## What is being asked
Transcribe, word for word, the line containing "just a warning fix in the functorized factor" and each line following it through the end of the listing below. Omit all other lines.

## Data for analysis
PR #425, opened 2020-07-23
remove unused base variable

acxz:
just a warning fix in the functorized factor


acxz:
np just helping out where I can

## Solution for this task
just a warning fix in the functorized factor


acxz:
np just helping out where I can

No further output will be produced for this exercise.